INPUT DATA
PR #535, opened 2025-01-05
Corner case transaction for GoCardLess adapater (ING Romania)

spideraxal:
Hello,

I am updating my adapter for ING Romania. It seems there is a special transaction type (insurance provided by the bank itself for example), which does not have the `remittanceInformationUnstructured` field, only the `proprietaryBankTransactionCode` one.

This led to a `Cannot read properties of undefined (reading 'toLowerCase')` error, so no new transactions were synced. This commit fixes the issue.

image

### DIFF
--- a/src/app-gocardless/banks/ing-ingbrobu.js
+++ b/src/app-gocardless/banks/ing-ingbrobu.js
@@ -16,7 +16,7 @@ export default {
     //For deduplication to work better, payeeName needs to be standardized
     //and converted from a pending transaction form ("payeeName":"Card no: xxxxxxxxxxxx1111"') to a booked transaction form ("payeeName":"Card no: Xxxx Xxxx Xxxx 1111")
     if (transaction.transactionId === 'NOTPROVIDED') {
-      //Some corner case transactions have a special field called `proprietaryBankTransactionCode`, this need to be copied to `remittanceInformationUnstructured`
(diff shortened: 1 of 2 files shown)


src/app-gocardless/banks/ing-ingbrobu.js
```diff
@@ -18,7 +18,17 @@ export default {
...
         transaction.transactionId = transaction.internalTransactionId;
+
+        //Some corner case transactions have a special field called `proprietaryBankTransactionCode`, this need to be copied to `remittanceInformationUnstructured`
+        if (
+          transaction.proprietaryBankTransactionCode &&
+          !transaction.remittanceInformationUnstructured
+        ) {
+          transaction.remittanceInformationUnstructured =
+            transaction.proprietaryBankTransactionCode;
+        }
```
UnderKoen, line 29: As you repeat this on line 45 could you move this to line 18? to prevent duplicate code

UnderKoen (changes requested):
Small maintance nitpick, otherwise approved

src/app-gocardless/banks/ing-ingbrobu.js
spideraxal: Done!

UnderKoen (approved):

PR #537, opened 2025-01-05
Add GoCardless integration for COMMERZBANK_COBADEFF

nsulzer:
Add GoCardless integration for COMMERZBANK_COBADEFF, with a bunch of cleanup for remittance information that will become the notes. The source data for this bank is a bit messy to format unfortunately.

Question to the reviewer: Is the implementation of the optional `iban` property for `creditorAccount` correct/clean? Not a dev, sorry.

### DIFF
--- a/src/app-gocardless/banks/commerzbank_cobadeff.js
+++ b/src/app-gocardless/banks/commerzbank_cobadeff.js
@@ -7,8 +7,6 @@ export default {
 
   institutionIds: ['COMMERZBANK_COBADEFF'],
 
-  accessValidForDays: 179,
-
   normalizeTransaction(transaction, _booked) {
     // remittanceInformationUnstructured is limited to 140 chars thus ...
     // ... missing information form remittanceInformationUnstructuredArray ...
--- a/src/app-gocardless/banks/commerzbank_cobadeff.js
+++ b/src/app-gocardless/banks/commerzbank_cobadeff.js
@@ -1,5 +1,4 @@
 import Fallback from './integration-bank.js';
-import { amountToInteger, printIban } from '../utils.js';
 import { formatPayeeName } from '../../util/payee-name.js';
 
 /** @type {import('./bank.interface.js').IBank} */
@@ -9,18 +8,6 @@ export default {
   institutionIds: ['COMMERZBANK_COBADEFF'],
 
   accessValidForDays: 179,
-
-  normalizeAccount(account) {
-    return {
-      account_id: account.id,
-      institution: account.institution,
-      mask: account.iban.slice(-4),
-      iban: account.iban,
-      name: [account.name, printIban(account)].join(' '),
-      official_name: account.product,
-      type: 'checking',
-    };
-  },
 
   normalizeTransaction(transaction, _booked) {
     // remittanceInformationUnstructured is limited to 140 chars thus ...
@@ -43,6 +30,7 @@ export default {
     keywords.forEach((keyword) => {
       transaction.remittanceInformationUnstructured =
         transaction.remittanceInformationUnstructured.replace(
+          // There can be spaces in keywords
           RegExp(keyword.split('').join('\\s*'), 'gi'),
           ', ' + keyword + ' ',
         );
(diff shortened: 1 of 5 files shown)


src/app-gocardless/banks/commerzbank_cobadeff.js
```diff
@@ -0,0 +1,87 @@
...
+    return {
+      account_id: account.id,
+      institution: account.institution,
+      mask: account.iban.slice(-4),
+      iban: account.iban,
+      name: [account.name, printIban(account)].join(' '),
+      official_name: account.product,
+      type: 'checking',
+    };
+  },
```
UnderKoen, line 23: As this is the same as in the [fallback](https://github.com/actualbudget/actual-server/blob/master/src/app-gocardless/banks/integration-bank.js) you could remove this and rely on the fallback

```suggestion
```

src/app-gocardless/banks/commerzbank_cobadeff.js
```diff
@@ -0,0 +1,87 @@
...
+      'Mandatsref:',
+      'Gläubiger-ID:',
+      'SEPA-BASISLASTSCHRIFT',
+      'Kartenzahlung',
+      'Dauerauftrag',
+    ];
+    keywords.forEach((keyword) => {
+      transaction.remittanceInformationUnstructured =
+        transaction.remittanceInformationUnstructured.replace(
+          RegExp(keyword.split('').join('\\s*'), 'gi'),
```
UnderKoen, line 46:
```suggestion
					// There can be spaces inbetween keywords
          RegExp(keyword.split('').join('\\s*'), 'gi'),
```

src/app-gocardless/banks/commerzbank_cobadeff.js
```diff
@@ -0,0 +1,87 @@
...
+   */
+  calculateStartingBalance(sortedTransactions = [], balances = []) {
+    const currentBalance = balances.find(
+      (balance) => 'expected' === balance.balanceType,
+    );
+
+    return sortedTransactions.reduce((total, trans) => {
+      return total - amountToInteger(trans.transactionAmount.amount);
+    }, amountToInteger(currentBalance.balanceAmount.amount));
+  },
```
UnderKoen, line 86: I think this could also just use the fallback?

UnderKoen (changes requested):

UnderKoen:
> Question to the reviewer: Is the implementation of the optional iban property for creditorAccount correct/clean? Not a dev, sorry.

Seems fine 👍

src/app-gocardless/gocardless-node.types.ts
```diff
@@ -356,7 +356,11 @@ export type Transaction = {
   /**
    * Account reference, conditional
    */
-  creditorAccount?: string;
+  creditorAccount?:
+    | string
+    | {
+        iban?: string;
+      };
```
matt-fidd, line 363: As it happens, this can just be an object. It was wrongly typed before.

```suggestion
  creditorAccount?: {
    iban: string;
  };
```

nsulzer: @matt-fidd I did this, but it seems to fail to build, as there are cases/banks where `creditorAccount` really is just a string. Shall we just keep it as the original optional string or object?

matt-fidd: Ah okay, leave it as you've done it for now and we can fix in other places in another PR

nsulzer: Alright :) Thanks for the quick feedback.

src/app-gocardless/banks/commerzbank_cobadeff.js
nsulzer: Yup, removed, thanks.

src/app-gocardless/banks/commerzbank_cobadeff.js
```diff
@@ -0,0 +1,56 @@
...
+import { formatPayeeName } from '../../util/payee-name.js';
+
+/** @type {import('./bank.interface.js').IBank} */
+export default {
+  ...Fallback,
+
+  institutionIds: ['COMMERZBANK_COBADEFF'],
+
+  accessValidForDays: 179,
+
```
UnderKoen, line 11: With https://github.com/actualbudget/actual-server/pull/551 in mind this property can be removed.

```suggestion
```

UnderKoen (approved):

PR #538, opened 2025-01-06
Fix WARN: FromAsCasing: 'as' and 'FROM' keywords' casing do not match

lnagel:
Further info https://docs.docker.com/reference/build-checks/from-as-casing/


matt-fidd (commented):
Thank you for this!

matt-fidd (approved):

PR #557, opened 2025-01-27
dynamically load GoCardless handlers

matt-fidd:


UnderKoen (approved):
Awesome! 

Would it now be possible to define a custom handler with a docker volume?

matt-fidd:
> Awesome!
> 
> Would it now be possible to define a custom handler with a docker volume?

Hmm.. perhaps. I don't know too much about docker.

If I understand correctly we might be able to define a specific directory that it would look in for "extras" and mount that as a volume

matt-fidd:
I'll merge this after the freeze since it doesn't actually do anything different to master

DIRECTIONS
Within the entries above, how many lines contain the word "shown"? State the number only.

EXERCISE RESULT
2